Copy the records below verbatim, from the first line through the line containing "Also, add test-ruleset-coverage.sh", inclusive, and output nothing else.

++++++

PR #1117, opened 2015-02-25
Fix tests: disable failing rulesets.

jsha:
These rulesets were updated after the test coverage cutoff date,
but don't have sufficient test coverage. Disabling them for now.

Also, add test-ruleset-coverage.sh to test.sh and remove from .travis.yml.

Also, increase clone depth in .travis.yml as a short-term fix.

cc @cooperq @2d1 for code review.

PR #1124, opened 2015-02-26
[Github] replace *.github.com and *.githubusercontent.com, use ^http: → https:

julianladisch:
Fix #1117 by adding test coverage and reenabling rule

### DIFF
--- a/src/chrome/content/rules/Github.xml
+++ b/src/chrome/content/rules/Github.xml
@@ -25,8 +25,6 @@
 			- assets-cdn
 			- bounty
 			- cloud
-			- f.cloud
-			- codeload
 			- developer
 			- eclipse
 			- edu
@@ -40,7 +38,6 @@
 			- jobs
 			- mac
 			- mobile
-			- nodeload
 			- octodex
 			- pages
 			- raw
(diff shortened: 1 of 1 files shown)


jsha:
This looks good. Have you run the ruleset checker in manual test mode? That will check each domain to make sure it still exists and answers on 443.

```
python2.7 https-everywhere-checker/src/https_everywhere_checker/check_rules.py https-everywhere-checker/manual.checker.config src/chrome/content/rules/GitHub.xml
```

2d1:
Note: This has made github tracking cookies insecure.

If @jsha doesn't care about that, be warned I won't be using/testing the same github ruleset as is in master (because I care). I guess the use of the ruleset is widespread enough for that not to matter.

julianladisch:
I was not my intention to make secure cookies insecure. Can you give an example which cookie may be affected?

jsha:
@2d1: I do care about fixing the securecookie issue you flagged on IRC, thanks for the reminder. I've been punting it down the road in favor of improving the ruleset library, but I'll consider it a blocker for the next dev release: https://github.com/EFForg/https-everywhere/issues/1145.

PR #1127, opened 2015-02-26
Improve detection of updated rulesets.

jsha:
Previous, we tried to detect when rulesets changed by using git log --since.
However, this doesn't work very well for uncommited changes, and it works poorly
on Travis, which does a shallow clone and therefore is not able to get a good
history of which files have changed since when.

Instead, we create a list of SHA256 hashes of files as they stood on 2014-02-12
(plus some extras that slipped through because the changes were made before then
but merged later). When running coverage tests, and files that match those
hashes are ignored.

Also add a test-generator script to aid in generating test URLs for rulesets.

See also https://github.com/hiviah/https-everywhere-checker/compare/master...jsha:disable-rules?expand=1 for the support on the https-everywhere-checker side.

cc @cooperq for code review.


jsha:
Merging TBR since I think this unbreaks tests on some pending rulesets. @cooperq

cooperq:
lgtm

PR #1390, opened 2015-04-08
Update LastPass.xml

DeathlyX:


src/chrome/content/rules/LastPass.xml
```diff
@@ -1,11 +1,8 @@
...
   <target host="lastpass.com" />
   <target host="*.lastpass.com" />
 
   <securecookie host="^(?:.+\.)?lastpass\.com$" name=".*"/>
 
-  <rule from="^http://(?:www\.)?lastpass\.com/" to="https://lastpass.com/"/>
-
-	<rule from="^http://forums\.lastpass\.com/"
-		to="https://forums.lastpass.com/" />
+  <rule from="^http:" to="https:" />
```
jsha: The old version of this rule rewrote only forums and www, but the new version will rewrite all subdomains. I suggest you should probably keep the old semantics unless you have a very strong reason not to.

That means changing the target host = "*.lastpass.com" to target host = "forums.lastpass.com", target host = "www.lastpass.com".

DeathlyX: I've done that deliberately. All the other sub-domains worked too apparently. The certificate name of forum.lastpass.com for instance says it applies to *.lastpass.com.

jsha: Which other subdomains have you tested? You should test at least three, preferably more (you can often find subdomains using Wolfram Alpha). You should also add those subdomains as `<test url=... />`.

DeathlyX: I've actually used Wolfram Alpha to find the sub-domains. I've tested all the sub-domains which were listed and they all worked. One sub-domain, download-do.lastpass.com, gave a 404, but it has nothing to do with http or https.

DeathlyX: I've added some <test url=... /> lines.

DeathlyX:
I can remove the wildcard if really necessary, but I believe it's justified. Should I change the ruleset?

Issue #1393, opened 2015-04-09
Breaks HBO GO


cweagans:
Videos won't play on HBO GO when HTTPS Everywhere is enabled in Chrome 42.0.2311.68 beta (64-bit) on Mac OS Yosemite 10.10.3.

reedy:
What version of HTTPS Everywhere?

cweagans:
https-everywhere-chrome-2015.4.7.crx (== 5.0.2): Broken
https-everywhere-chrome-2015.3.31.crx (== 5.0.1): Broken
https-everywhere-chrome-2015.3.23.crx (== 5.0): Broken
https-everywhere-chrome-2015.1.22.crx (== 4.0.3): Works

reedy:
Thanks for the info/testing.

Looks like the HBO ruleset was new in 5.0. Do you see any relevant errors in the browser console? And/or Chrome blocking mixed content?

Ping @2d1

jagtalon:
I think I have a related fix here: https://github.com/EFForg/https-everywhere/pull/1440. Looks like @jsha has fixed it as well but maybe `platform="mixedcontent"` is more apt. :) Tell me what you think!

Schmactor:
I don't know if this helps, but it seems the issue is with HTTPS Everywhere encrypting Conviva.  Unchecking Conviva under the HTTPS Everywhere "force encrypted" settings while on HBOGO seems to fix the problem.

Issue #1387, opened 2015-04-08
Huffington Post - Top Headline Image Not Displayed


garyploski:
Using the latest version of Chrome the top headline image does not load.

ENABLED
![screen shot 2015-04-07 at 10 14 29 pm](https://cloud.githubusercontent.com/assets/4456404/7039238/857cce52-dd73-11e4-849d-97801ccbb6bd.png)

DISABLED
![screen shot 2015-04-07 at 10 15 33 pm](https://cloud.githubusercontent.com/assets/4456404/7039248/a92f4974-dd73-11e4-8bb4-e1ea38723f7c.png)

semenko:
Exists:
http://i.huffpost.com/gen/2811624/images/r-WALTER-SCOTT-huge.jpg

Doesn't (403)
https://s-i.huffpost.com/gen/2811624/images/r-WALTER-SCOTT-huge.jpg
[neither does https://i.huffpost.com/gen/2811624/images/r-WALTER-SCOTT-huge.jpg ]

PR #1396, opened 2015-04-09
Misc fixes.

jsha:
Formatting in rulesets.html (anchors go inside headings).
Makexpi package name corrections.
Disable HBO and HuffPo.

Fixes https://github.com/EFForg/https-everywhere/issues/1393
Fixes https://github.com/EFForg/https-everywhere/issues/1387

@cooperq for review


reedy:
#1440 marks HBO as mixedcontent instead of disabling it completely

jsha:
Merged master so now HBO is just mixedcontent rather than disabled. @pde can you review? or @reedy?

makexpi.sh
```diff
@@ -44,14 +44,9 @@ if [ -n "$1" ] && [ "$2" != "--no-recurse" ] && [ "$1" != "--fast" ] ; then
 
   # Now escape from the horrible mess we've made
   cd ..
-	XPI_NAME="$APP_NAME-$1"
-  # In this mad recursive situation, sometimes old buggy build scripts make
-  # the xpi as ./pkg :(
-  if ! cp $SUBDIR/pkg/$XPI_NAME pkg/ ; then
```
pde: Are you eliminating this case on the theory that it couldn't possibly have been working and doing anything beforehand?

makexpi.sh
```diff
@@ -44,14 +44,9 @@ if [ -n "$1" ] && [ "$2" != "--no-recurse" ] && [ "$1" != "--fast" ] ; then
...
-    echo Recovering from hair-raising recursion:
-    echo cp $SUBDIR/pkg pkg/$XPI_NAME
-    cp $SUBDIR/pkg pkg/$XPI_NAME
-  fi
+  XPI_NAME="$APP_NAME-$1"
+  cp $SUBDIR/pkg/$XPI_NAME.xpi pkg/
```
pde: You've added ".xpi" to the copied filename here.  Was that buggy beforehand?

pde: Oh I see, it's a fix for a bug that was introduced in commits 6a7b8761bf1167a78049073f6452deec7bb20a6c and 55a7ab05f334ed50dfdfdd15ebc2cf8940882e04...

makexpi.sh
pde: This may break some historical builds from circa 2012; not sure if that matters...

pde:
I think there's another bug in makexpi.sh, the third last line <tt>cp $SUBDIR/$XPI_NAME pkg</tt> is probably missing a ".xpi".  Other than that, I think this is good to merge.

makexpi.sh
jsha: I'm eliminating this case because if I updated it I would need to test it, and the case is too obscure and weird to bother testing. So instead I'm deciding that if we want to make builds from 2012 we will have to check out the correct tag by hand and build using that version of makexpi.sh.

jsha:
Updated makexpi.sh to include that and a handful of other fixes. Merging TBR (To Be Reviewed). Would appreciate a final run-through.

PR #1403, opened 2015-04-10
New rule for cfos.de

KommX:


KommX:
I just noticed that it breaks some sites. So, this one shouldn't be merged.

PR #1404, opened 2015-04-10
additional subdomains for freecycle.org

KommX:


src/chrome/content/rules/Freecycle.xml
```diff
@@ -4,10 +4,13 @@
...
+	<target host="my.freecycle.org"/>
+	<target host="www.freecycle.org"/>
+	<target host="freecycle.org"/>
+	<target host="groups.freecycle.org"/>
 
 	<securecookie host="^(?:web)?mail\.freecycle\.org$" name=".*"/>
 
-	<rule from="^http:"
-		to="https:" />
+	<rule from="^http:"	to="https:" />
```
reedy: Any reason to change this to a single line? Generally we don't "care" too much for stylistic changes like this

KommX: No, no particular reason. I just saw that 'make-trivial-rule' does it like that. The main part are the additional subdomains here.

src/chrome/content/rules/Freecycle.xml
```diff
@@ -4,10 +4,13 @@
 	<target host="butler.freecycle.org"/>
 	<target host="mail.freecycle.org"/>
 	<target host="webmail.freecycle.org"/>
+	<target host="my.freecycle.org"/>
+	<target host="www.freecycle.org"/>
+	<target host="freecycle.org"/>
```
reedy: https://freecycle.org/ gives a 403

KommX:
Yes, you're right. I now removed the target host 'freecycle.org'.

PR #1406, opened 2015-04-10
New rule for forecast.io

KommX:


reedy:
Thanks for doing all these as individual pull requests. Makes reviewing and merging individual ones much easier! :+1:

Issue #1412, opened 2015-04-10
FF 37 doesn't connect to https://www.deutschepost.de/


KommX:
It works in Chrome, but I think we should disable this rule (temporarily).

julianladisch:
I don't have any problems with https://www.deutschepost.de/ using my Firefox 37.0.1 for Windows. The activated deutschpost rule works just fine for me. Please explain in more detail how to reproduce the problem.

KommX:
That's interesting.

I am also on FF 37.0.1 and I have tested with Windows and Linux. I just visit https://www.deutschepost.de/ and get the following error message:
![deutschepost de](https://cloud.githubusercontent.com/assets/7859245/7091695/16c07d98-dfac-11e4-99ec-6b4ffce46c7f.png)

jsha:
I get the same exact error. It could be that we are hitting different frontends or load balancers, and only one is broken?

julianladisch:
Yes.

It is a certificate problem that will be fixed soon:

https://groups.google.com/forum/#!msg/mozilla.dev.security.policy/nEM8cfLf324/Lgs6rjXJEOIJ

PR #1415, opened 2015-04-10
Disabled rule for deutschepost.de, conflicts with FF37

KommX:
This addresses #1412.


src/chrome/content/rules/deutschepost.xml
```diff
@@ -1,5 +1,5 @@
-<ruleset name="deutschepost">
+<ruleset name="deutschepost" default_off="FF37+ doesn't connect">
```
jsha: Please add a link to the issue in a comment above the ruleset, so future editors can find out more details.

KommX: Done.

reedy:
Already disabled

PR #1420, opened 2015-04-10
New rulesets for Belgium banks

DeathlyX:
These new rulesets will mostly secure the sites against SSL stripping. Occasionally it turns an unencrypted page, like a blog subdomain, to its encrypted counterpart. I didn't secure the cookies though, since I'm not 100% familiar with that.


DeathlyX:
Maybe I pushed a bit to early on second consideration. I'll refine the rulesets and push the result later.

PR #1424, opened 2015-04-11
New rule for detektor.fm

KommX:


reedy:
https://www.detektor.fm/ gives an SSL cert error as the cert is issued to webserver.ispgateway.de

On either site, there's a load of mixed content but the site looks to work fine otherwise

KommX:
Ok, I removed www.detektor.fm from the ruleset. Should be fine now?!

PR #1425, opened 2015-04-11
Reenabled bahn.de

KommX:


reedy:
They WFM in a browser.. Did you test them via https-everywhere-checker? Just out of interest...

KommX:
What exactly do you mean?
I ran install-dev-dependencies.sh, so that test.sh gets executed on every push.

Manually running fetch-test.sh yields the same error again:
Fetch error: http://fahrkarten.bahn.de/ => https://fahrkarten.bahn.de/: (7, 'Failed to connect to fahrkarten.bahn.de port 80: Connection refused')
but according to this discussion on the mailing list, they can be ignored:
https://lists.eff.org/pipermail/https-everywhere/2015-April/002486.html

reedy:
Right, same as #1435

PR #1426, opened 2015-04-11
arbitrary.ch: initial addition

pgerber:
add domain arbitrary.ch


reedy:
Does this site do anything?

```
Intentionally left blank!
```

pgerber:
There are a few subpages. But they are not open to the wide-public, at least for now. Still I'd like to have my domain covered by HTTPS Everywhere rules before actually any public content goes online. After all, foresight is always better than hindsight.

++++++

ANSWER BOX »
PR #1117, opened 2015-02-25
Fix tests: disable failing rulesets.

jsha:
These rulesets were updated after the test coverage cutoff date,
but don't have sufficient test coverage. Disabling them for now.

Also, add test-ruleset-coverage.sh to test.sh and remove from .travis.yml.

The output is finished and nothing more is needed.